PR #1129, opened 2016-02-29
Rename AllFlags to AnyFlags

smarter:
`membersBasedOnFlags(requiredFlags = AnyFlags, excludedFlags = ...)` is
easier to understand than
`membersBasedOnFlags(requiredFlags = AllFlags, excludedFlags = ...)`

Review by @DarkDimius


DarkDimius:
This commit does not seem to actually affect `requiredFlags` of `membersBasedOnFlags`.
In the place that it does change, `flagMask` seem to be actually `AllFlags` as you mask all flags.

PR #1133, opened 2016-03-01
Fixes for lambda lift

odersky:
Lambda lift previously ignored the problem of local traits. The transformation would add fields
for any free variables of such traits, ignoring the problem that these fields cannot be transformed anymore because LambdaLift runs after addGetters and Mixin. 

The problem is fixed by letting local traits not cache fields.


adriaanm:
Thanks! This helped enormously to  develop a fix for what was blocking M4: https://github.com/scala/scala/compare/2.12.x...adriaanm:traits-fields-lambda?expand=1 (WIP, but included test case is passing)

odersky:
@adriaanm I discovered more problems which are all reflected in run/llift.scala. I had to touch quite a lot of places in LambdaLift to make these work. Fortunately, they make the logic less quirky, because
we do not jump around constructors anymore, (which we did a lot before).

src/dotty/tools/dotc/transform/ExplicitOuter.scala
```diff
@@ -308,7 +313,7 @@ object ExplicitOuter {
     /** The path of outer accessors that references `toCls.this` starting from
```
smarter: Comment should be updated to say "starting from the node \`start\`" I think.

adriaanm:
Cool, looks much nicer! I'll port these over hopefully tomorrow.

odersky:
Now everything is done. @adriaanm do you want to review?

adriaanm:
Sure, happy to provide feedback while I'm backporting this. It'll be a few more days, though. I'm working on this on and off today, but traveling back to SF tomorrow.

src/dotty/tools/dotc/transform/LambdaLift.scala
```diff
@@ -148,27 +197,29 @@ class LambdaLift extends MiniPhase with IdentityDenotTransformer { thisTransform
...
-            ctx.debuglog(i"$sym is free in $enclosure")
+          else markFree(sym, enclosure.enclosure)
+        narrowLiftedOwner(enclosure, intermediate orElse sym.enclosingClass)
+        if (!intermediate.isRealClass || enclosure.isConstructor) {
+          // Constructors and methods nested inside traits get the free variables
+          // of the enclosing trait or class.
+          // Conversely, local traits do not get free variables.
+          if (!enclosure.is(Trait)) {
+            val ss = symSet(free, enclosure)
+            if (!ss(sym)) {
```
adriaanm: The lines `val ss = ....; if (...) ; ss += sym` could be simplified to `if (symSet(free, enclosure) add sym)`.

adriaanm:
(I'll start with some easy suggestions, but I hope to provide some more high-level feedback once I've digested it all.)

src/dotty/tools/dotc/transform/LambdaLift.scala
```diff
@@ -85,15 +121,26 @@ class LambdaLift extends MiniPhase with IdentityDenotTransformer { thisTransform
     private def symSet(f: LinkedHashMap[Symbol, SymSet], sym: Symbol): SymSet =
       f.getOrElseUpdate(sym, newSymSet)
 
-    def proxies(sym: Symbol): List[Symbol] = {
-      val pm: Map[Symbol, Symbol] = proxyMap.getOrElse(sym, Map.empty) // Dotty deviation: Type annotation needed. TODO: figure out why
-      free.getOrElse(sym, Nil).toList.map(pm)
+    def freeVars(sym: Symbol): List[Symbol] = free.getOrElse(sym, Nil).toList
```
adriaanm: Could we come up with a more descriptive name than `free`? `storedCapturesOf`?

src/dotty/tools/dotc/transform/LambdaLift.scala
```diff
@@ -195,17 +245,16 @@ class LambdaLift extends MiniPhase with IdentityDenotTransformer { thisTransform
...
+            if (isLocal(sym)) {
               if (sym is Label)
                 assert(enclosure == sym.enclosure,
                   i"attempt to refer to label $sym from nested $enclosure")
               else if (sym is Method) markCalled(sym, enclosure)
               else if (sym.isTerm) markFree(sym, enclosure)
-            } else if (sym.maybeOwner.isClass)
-              narrowTo(sym.owner.asClass)
+            }
+            if (sym.maybeOwner.isClass) narrowTo(sym.owner.asClass)
```
adriaanm: What's the reasoning behind the call to `narrowTo` here? Before `narrowTo` was only called for non-local symbols, now it's called for all of them.

adriaanm: I'm asking because it would be kind of nice to add `if sym.isTerm && isLocal(sym)` as a guard to the Ident case (and `sym.isMethod && isLocal(sym)`) and perhaps treat the narrowing separately.

src/dotty/tools/dotc/transform/LambdaLift.scala
```diff
@@ -216,8 +265,18 @@ class LambdaLift extends MiniPhase with IdentityDenotTransformer { thisTransform
                 // On the other hand, all other methods will be indirectly owned by their
                 // top-level class. This avoids possible deadlocks when a static method
                 // has to access its enclosing object from the outside.
-            else if (sym.isPrimaryConstructor && sym.owner.owner.isTerm)
-              symSet(called, sym) += sym.owner
+            else if (sym.isConstructor) {
```
adriaanm: collapse with nested if

src/dotty/tools/dotc/transform/LambdaLift.scala
odersky: Not sure that's better.

src/dotty/tools/dotc/transform/LambdaLift.scala
odersky: If the owner of a symbol is a class, then previously that meant the symbol has to be non-local. Now, it could be local, but then it's either owned by a trait or is a constructor. In both cases we
do not want to move the symbol out of the enclosing class.

src/dotty/tools/dotc/transform/LambdaLift.scala
odersky: That's done in a later commit.

PR #1139, opened 2016-03-03
Change isCompanionNeeded

odersky:
Fix an inefficiency when compiling stdlib. The fix brings compilation time down from 185s to 44s.
But I seem to remember we used to compile stdlib in ~25s. We should investigate what else
could have slowed it down.

Review by @darkdimius.


DarkDimius:
LGTM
+-------+
# Directions for this task:
Return, please, every line from the one that contains "adriaanm: collapse with nested if" through the final line of the listing, exactly, and no others.

# Solution to this task:
adriaanm: collapse with nested if

src/dotty/tools/dotc/transform/LambdaLift.scala
odersky: Not sure that's better.

src/dotty/tools/dotc/transform/LambdaLift.scala
odersky: If the owner of a symbol is a class, then previously that meant the symbol has to be non-local. Now, it could be local, but then it's either owned by a trait or is a constructor. In both cases we
do not want to move the symbol out of the enclosing class.

src/dotty/tools/dotc/transform/LambdaLift.scala
odersky: That's done in a later commit.

PR #1139, opened 2016-03-03
Change isCompanionNeeded

odersky:
Fix an inefficiency when compiling stdlib. The fix brings compilation time down from 185s to 44s.
But I seem to remember we used to compile stdlib in ~25s. We should investigate what else
could have slowed it down.

Review by @darkdimius.


DarkDimius:
LGTM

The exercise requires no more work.